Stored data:
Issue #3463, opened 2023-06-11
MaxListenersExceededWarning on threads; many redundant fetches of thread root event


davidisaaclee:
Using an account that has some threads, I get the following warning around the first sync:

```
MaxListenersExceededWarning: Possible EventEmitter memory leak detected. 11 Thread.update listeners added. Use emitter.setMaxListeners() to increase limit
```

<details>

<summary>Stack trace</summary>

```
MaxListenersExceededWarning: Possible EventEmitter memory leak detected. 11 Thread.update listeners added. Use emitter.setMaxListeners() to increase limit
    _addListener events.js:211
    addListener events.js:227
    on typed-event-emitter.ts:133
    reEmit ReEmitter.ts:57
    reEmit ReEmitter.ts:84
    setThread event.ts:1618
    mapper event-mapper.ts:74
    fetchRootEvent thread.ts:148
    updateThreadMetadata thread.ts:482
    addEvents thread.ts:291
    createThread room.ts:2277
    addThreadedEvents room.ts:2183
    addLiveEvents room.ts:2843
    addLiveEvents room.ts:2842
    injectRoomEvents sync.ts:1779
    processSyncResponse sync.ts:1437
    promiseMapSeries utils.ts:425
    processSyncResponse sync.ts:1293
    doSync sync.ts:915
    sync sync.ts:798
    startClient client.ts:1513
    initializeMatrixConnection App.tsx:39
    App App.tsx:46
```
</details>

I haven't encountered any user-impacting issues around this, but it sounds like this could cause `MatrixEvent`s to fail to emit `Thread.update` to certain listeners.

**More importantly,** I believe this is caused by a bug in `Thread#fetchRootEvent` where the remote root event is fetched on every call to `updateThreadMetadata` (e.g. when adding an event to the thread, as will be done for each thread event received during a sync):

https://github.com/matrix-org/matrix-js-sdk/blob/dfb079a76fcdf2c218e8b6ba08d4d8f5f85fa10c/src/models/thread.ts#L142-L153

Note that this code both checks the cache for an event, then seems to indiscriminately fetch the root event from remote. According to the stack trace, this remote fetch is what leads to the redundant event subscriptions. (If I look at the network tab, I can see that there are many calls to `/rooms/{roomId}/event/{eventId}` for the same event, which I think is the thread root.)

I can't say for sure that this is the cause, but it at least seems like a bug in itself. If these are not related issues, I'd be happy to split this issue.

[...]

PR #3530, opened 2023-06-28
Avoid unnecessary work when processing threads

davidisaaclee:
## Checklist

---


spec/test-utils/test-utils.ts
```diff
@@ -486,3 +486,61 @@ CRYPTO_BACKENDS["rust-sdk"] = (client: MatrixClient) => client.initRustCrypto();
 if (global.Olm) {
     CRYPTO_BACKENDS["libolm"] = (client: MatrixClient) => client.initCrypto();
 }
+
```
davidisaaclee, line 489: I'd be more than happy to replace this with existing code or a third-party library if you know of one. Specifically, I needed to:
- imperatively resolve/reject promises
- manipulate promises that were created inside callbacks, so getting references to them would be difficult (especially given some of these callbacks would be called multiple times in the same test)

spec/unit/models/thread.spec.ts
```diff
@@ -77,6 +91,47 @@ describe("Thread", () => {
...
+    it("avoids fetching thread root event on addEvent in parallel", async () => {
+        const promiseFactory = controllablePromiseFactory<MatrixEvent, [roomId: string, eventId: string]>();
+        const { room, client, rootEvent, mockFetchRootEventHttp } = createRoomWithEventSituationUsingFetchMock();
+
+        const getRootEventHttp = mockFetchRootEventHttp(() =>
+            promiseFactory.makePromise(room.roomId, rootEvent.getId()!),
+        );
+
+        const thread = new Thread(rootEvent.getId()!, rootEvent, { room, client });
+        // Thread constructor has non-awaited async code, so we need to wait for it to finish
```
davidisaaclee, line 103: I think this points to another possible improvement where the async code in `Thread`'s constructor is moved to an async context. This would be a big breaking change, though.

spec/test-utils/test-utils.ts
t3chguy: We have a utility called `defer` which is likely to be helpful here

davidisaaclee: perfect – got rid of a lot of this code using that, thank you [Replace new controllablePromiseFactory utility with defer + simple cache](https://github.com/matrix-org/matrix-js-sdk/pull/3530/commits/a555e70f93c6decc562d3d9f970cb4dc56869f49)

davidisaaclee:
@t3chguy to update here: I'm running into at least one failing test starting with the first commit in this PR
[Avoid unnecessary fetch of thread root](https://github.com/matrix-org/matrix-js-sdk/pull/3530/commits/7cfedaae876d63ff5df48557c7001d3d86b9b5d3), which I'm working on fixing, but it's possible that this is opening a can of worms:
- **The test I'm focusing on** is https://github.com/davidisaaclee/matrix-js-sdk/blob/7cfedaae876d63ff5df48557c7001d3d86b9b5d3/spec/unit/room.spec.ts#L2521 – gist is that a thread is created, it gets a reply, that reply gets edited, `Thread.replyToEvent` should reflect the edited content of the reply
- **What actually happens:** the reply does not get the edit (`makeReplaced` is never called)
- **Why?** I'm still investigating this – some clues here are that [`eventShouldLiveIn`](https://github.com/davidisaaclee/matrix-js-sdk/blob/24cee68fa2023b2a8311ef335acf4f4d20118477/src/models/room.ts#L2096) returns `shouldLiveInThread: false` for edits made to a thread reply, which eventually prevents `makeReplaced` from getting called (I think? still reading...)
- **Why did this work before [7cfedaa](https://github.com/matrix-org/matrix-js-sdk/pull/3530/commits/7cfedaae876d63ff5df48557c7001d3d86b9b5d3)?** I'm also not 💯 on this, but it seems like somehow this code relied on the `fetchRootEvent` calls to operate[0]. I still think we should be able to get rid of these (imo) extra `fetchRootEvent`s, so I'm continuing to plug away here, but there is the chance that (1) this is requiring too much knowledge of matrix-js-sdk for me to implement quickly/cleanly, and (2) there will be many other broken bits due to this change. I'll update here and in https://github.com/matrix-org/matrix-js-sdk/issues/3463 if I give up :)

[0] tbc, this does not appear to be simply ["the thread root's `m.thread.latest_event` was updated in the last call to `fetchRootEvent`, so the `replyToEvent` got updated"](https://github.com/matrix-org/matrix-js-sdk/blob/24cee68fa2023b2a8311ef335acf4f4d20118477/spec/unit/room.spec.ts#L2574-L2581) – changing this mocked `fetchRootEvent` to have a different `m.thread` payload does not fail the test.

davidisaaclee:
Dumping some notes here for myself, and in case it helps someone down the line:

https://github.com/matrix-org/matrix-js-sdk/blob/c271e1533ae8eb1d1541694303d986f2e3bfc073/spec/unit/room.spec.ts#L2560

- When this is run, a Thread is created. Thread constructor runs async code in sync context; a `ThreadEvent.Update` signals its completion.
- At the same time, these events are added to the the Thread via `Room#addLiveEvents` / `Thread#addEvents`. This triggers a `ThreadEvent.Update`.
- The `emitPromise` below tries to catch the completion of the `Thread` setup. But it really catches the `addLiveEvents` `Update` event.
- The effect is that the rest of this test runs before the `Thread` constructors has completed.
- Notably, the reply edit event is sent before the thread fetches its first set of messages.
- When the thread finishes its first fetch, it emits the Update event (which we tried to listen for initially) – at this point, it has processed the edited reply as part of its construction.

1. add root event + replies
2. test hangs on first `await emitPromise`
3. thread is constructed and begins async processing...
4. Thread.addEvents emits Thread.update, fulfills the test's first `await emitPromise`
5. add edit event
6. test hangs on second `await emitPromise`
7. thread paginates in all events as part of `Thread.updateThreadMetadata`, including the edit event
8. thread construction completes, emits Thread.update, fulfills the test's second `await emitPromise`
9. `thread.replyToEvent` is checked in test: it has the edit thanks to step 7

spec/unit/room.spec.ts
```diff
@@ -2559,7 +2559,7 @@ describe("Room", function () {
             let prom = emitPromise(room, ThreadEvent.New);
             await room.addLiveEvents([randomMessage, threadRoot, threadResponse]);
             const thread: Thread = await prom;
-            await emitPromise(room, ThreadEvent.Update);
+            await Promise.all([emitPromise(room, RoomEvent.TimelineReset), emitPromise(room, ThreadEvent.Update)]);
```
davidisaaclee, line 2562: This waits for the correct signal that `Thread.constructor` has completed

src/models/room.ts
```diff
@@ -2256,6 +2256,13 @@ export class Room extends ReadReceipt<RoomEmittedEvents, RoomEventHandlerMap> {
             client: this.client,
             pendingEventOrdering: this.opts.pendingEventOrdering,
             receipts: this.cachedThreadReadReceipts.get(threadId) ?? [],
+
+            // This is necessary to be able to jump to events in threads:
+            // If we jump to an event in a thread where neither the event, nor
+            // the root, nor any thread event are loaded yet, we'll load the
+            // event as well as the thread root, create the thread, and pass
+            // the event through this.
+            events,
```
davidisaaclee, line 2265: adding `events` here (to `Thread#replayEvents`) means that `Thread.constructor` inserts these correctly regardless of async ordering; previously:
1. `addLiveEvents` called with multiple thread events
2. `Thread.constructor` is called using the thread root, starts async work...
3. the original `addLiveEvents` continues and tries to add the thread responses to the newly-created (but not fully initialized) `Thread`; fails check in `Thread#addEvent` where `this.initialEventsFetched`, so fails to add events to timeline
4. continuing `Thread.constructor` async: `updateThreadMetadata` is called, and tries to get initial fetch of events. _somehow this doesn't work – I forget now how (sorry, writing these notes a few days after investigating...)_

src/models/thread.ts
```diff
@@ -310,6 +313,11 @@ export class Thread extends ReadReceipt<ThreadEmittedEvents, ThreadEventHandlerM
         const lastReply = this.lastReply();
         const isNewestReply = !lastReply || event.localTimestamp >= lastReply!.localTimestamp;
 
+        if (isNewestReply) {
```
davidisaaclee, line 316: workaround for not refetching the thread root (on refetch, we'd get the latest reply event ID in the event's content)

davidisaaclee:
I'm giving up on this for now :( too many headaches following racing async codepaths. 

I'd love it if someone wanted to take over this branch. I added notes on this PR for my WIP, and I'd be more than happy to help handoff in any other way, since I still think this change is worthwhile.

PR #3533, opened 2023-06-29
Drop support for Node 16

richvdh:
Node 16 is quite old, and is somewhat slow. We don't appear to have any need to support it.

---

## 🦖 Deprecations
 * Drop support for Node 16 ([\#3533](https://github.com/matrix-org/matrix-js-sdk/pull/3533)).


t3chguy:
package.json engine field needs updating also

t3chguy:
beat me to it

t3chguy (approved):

ABOUT THIS TASK: Whichever lines of the data include the word "content", pull them out.

EXPECTED OUTPUT:
- **The test I'm focusing on** is https://github.com/davidisaaclee/matrix-js-sdk/blob/7cfedaae876d63ff5df48557c7001d3d86b9b5d3/spec/unit/room.spec.ts#L2521 – gist is that a thread is created, it gets a reply, that reply gets edited, `Thread.replyToEvent` should reflect the edited content of the reply
davidisaaclee, line 316: workaround for not refetching the thread root (on refetch, we'd get the latest reply event ID in the event's content)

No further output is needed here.